Producers Fran Kirmser, Tony Ponturo and Friends of Lombardi have the National Football League as a special producing partner, marking the organization's first brush on Broadway. The upper and lower lobbies are decked out to look like a football museum, with murals, photos and Lombardi memorabilia. "I played ball on Long Island — Lindenhurst," Lauria told Playbill.com. "It was all Catholics, all Irish or Italian, and Coach Lombardi was with the Giants then. So we knew him before he went to Green Bay, and of course, after he became the legend that he is, I read all the books. I even read David's book the second it came out, so now [research-wise] it's more about re-reading them. But we actually learned a little bit more from [meeting] the actual players… Half the stories we can't tell you."

Lauria doesn't narrate the 90-minute play as Lombardi, but he does address the audience. He said, "I refer to the audience as if they're in a locker room, so my locker-room speeches are as if the audience was the players. But Keith Nobbs plays a young reporter, and he talks directly to the audience and fills in the history of Lombardi. I think you'll learn a lot about the working of the man, but let's face it, you could do a 90-minute play just on Lombardi's effect on the black players and what he did for them. You could do 90 minutes on how the obsession of winning affected his family. You could do 90 minutes on his negotiation with the New Players' Association, the unions…."

Nobbs told Playbill.com that his character is "an amalgamation, basically, of W.C. Heinz, who's a sportswriter of the day; David Maraniss, who wrote the book 'When Pride Still Mattered,' which the play is based on; and then there are echoes of Vincent, Jr., Vince's son, whom he kind of had this difficult relationship with. You can imagine having Vince Lombardi as a father. …So we kind of have this surrogate father-son relationship where we trigger each other and push each other outside our comfort zones a little bit."

The creative team includes David Korins (set), Paul Tazewell (costumes), Howell Binkley (lighting), Acme Sound Partners (sound), Zach Borovay (projections), Charles LaPointe (hair), Stephen Gabis (dialect coach) and Tripp Phillips (production stage manager).

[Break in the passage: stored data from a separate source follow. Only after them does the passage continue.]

PR #493, opened 2023-02-23
[issue-374] implement license expression validation

### LINKED ISSUE #374: Implement license expression validation
can be done after #10 
part of #307 

Also add more tests for this

armintaenzertng:
fixes #374

### DIFF
--- a/src/spdx/validation/license_expression_validator.py
+++ b/src/spdx/validation/license_expression_validator.py
@@ -38,7 +38,7 @@ def validate_license_expression(license_expression: Optional[
     if license_expression in [SpdxNoAssertion(), SpdxNone(), None]:
         return []
 
-    if context is None:
+    if not context:
         context = ValidationContext(parent_id=parent_id, element_type=SpdxElementType.LICENSE_EXPRESSION, full_element=license_expression)
 
     validation_messages = []
@@ -55,14 +55,16 @@ def validate_license_expression(license_expression: Optional[
     try:
         get_spdx_licensing().parse(str(license_expression), validate=True, strict=True)
     except ExpressionParseError as err:
+        # This error is raised when an exception symbol is used as a license symbol and vice versa.
+        # So far, it only catches the first such error in the provided string.
         validation_messages.append(
             ValidationMessage(
                 f"{err}. for license_expression: {license_expression}",
                 context)
         )
     except ExpressionError:
-        # This happens for invalid symbols but the error provides only a string of these. On the other hand,
-        # get_spdx_licensing().validate() gives an actual list of invalid symbols, so this is handled above.
+        # This error is raised for invalid symbols within the license_expression, but it provides only a string of these.
+        # On the other hand, get_spdx_licensing().validate() gives an actual list of invalid symbols, so this is handled above.
         pass
 
     return validation_messages
--- a/src/spdx/validation/license_expression_validator.py
+++ b/src/spdx/validation/license_expression_validator.py
@@ -11,25 +11,58 @@
 
 from typing import List, Optional, Union
 
-from license_expression import LicenseExpression
+from license_expression import LicenseExpression, get_spdx_licensing, ExpressionError, ExpressionParseError
+from spdx.model.document import Document
+
 from spdx.model.spdx_no_assertion import SpdxNoAssertion
 from spdx.model.spdx_none import SpdxNone
-from spdx.validation.validation_message import ValidationMessage
+from spdx.validation.validation_message import ValidationMessage, ValidationContext, SpdxElementType
 
 
 def validate_license_expressions(license_expressions: Optional[
-    Union[List[LicenseExpression], SpdxNoAssertion, SpdxNone]]) -> List[ValidationMessage]:
+    Union[List[LicenseExpression], SpdxNoAssertion, SpdxNone]], document: Document, parent_id: str) -> List[ValidationMessage]:
     if license_expressions in [SpdxNoAssertion(), SpdxNone(), None]:
         return []
 
-    error_messages = []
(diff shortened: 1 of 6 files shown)


src/spdx/validation/license_expression_validator.py
```diff
@@ -11,25 +11,58 @@
...
+
+    validation_messages = []
+    license_ref_ids: List[str] = [license_ref.license_id for license_ref in document.extracted_licensing_info]
 
-    return error_messages
+    for non_spdx_token in get_spdx_licensing().validate(license_expression).invalid_symbols:
+        if non_spdx_token not in license_ref_ids:
+            validation_messages.append(
+                ValidationMessage(
+                    f"Unrecognized license reference: {non_spdx_token}. license_expression must only use IDs from the license list or extracted licensing info, but is: {license_expression}",
```
meretp, line 51:
```suggestion
                    f"Unrecognized license reference: {non_spdx_token}. License_expression must only use IDs from the license list or extracted licensing info, but is: {license_expression}",
```

tests/spdx/validation/test_license_expression_validator.py
```diff
@@ -10,14 +10,94 @@
...
+                           f'A plain license symbol cannot be used as an exception in a "WITH symbol" statement. for token: "{FIXTURE_LICENSE_ID}" at position: 39. for license_expression: GPL-2.0-or-later AND {FIXTURE_LICENSE_ID} WITH {FIXTURE_LICENSE_ID}'),
+                          (f"GPL-2.0-or-later with MIT and {FIXTURE_LICENSE_ID} with GPL-2.0-or-later",
+                           f'A plain license symbol cannot be used as an exception in a "WITH symbol" statement. for token: "MIT" at position: 22. for license_expression: GPL-2.0-or-later WITH MIT AND {FIXTURE_LICENSE_ID} WITH GPL-2.0-or-later'),
+                          ("389-exception with 389-exception",
+                           'A license exception symbol can only be used as an exception in a "WITH exception" statement. for token: "389-exception". for license_expression: 389-exception WITH 389-exception'),
+                          ("389-exception with MIT",
+                           'A license exception symbol can only be used as an exception in a "WITH exception" statement. for token: "389-exception". for license_expression: 389-exception WITH MIT'),
```
meretp, line 91: The validation provided by the `license_expression` package seems to return after the first error found which is not consistent with our approach. That's unfortune but probably not changeable, only to mention it here.

src/spdx/validation/license_expression_validator.py
```diff
@@ -11,25 +11,58 @@
...
+        get_spdx_licensing().parse(str(license_expression), validate=True, strict=True)
+    except ExpressionParseError as err:
+        validation_messages.append(
+            ValidationMessage(
+                f"{err}. for license_expression: {license_expression}",
+                context)
+        )
+    except ExpressionError:
+        # This happens for invalid symbols but the error provides only a string of these. On the other hand,
+        # get_spdx_licensing().validate() gives an actual list of invalid symbols, so this is handled above.
```
meretp, line 65:
```suggestion
        # This error is raised for invalid symbols within the license_expression but it provides only a string of these. On the other hand,
        # get_spdx_licensing().validate() gives an actual list of invalid symbols, so this is handled above.
```
At first I was very confused about this comment, but with the previous discussion and the discussion in the [issue](https://github.com/nexB/license-expression/issues/82) in mind it got clearer. Although I'm not a fan of comments in general, maybe you could add one for the `ExpressionParseError` that it is used to catch falsy exceptions.

src/spdx/validation/license_expression_validator.py
meretp: Seeing that the error message from the `ExpressionParseError` also uses lower case after a `.` you can ignore this remark to keep it "somehow" consistent, but I don't really like this.

meretp (approved):
Thanks for adding this! Only a few nitpicking remarks from my side that are not merge-blocking.

src/spdx/validation/license_expression_validator.py
armintaenzertng: yeah, not ideal, but it should work nevertheless ;)

src/spdx/validation/license_expression_validator.py
```diff
@@ -11,25 +11,58 @@
...
+
+    return validation_messages
+
+
+def validate_license_expression(license_expression: Optional[
+    Union[LicenseExpression, SpdxNoAssertion, SpdxNone]], document: Document, parent_id: str, context: ValidationContext = None) -> List[ValidationMessage]:
+    if license_expression in [SpdxNoAssertion(), SpdxNone(), None]:
+        return []
+
+    if context is None:
```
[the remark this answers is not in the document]
armintaenzertng: done

tests/spdx/validation/test_license_expression_validator.py
armintaenzertng: Yes, this is also not ideal, but it really is only a workaround until maybe `get_spdx_licensing().validate()` lists the full list of errors.

src/spdx/validation/license_expression_validator.py
armintaenzertng: done

src/spdx/validation/validation_message.py
```diff
@@ -25,7 +26,6 @@ class SpdxElementType(Enum):
     PACKAGE = auto()
     FILE = auto()
     SNIPPET = auto()
-    LICENSE = auto()
```
meretp, line 28: Good catch!

meretp (approved):
Thanks!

Playwright Simonson is an ensemble member of the renowned Steppenwolf Theatre Company, a post he maintains while working as a writer and director for film, television, theatre and opera. Most recently he completed a documentary for HBO called "Studs Terkel: Listening to America." His documentary "A Note of Triumph: The Golden Age of Norman Corwin" won the 2006 Oscar for Documentary Short. He was also nominated for an Oscar for his documentary "On Tiptoe: Gentle Steps to Freedom" in 2001. Other films include "Hamlet" (co-directed with Campbell Scott) for Hallmark Entertainment, and an independent feature, "Topa Topa Bluffs." His directing and writing credits in theatre include work at Steppenwolf Theatre, The Huntington Theatre, Milwaukee Rep, Kansas City Rep, The Kennedy Center, Pasadena Playhouse, Seattle Rep, Milwaukee Rep, Arizona theatre, San Jose Rep and Court Theatre in Chicago. His work at Steppenwolf includes premieres of his plays Carter's Way, Honest and Fake; and Nomathemba (co-written with Ntozake Shange and Joseph Shabalala), and The Song of Jacob Zulu, which ran on Broadway, and received six Tony nominations including Best Director. He wrote an earlier play about Lombardi that played Madison Rep in Wisconsin.

His several plays include published works Bang the Drum Slowly and Work Song (co-written with Jeffrey Hatcher) and the adaptation of Kurt Vonnegut's Slaughterhouse-Five.

Tickets can be purchased online at www.telecharge.com, by phone at (212) 239-6200, or in person at the box office (50th Street, west of Broadway). Visit www.lombardibroadway.com.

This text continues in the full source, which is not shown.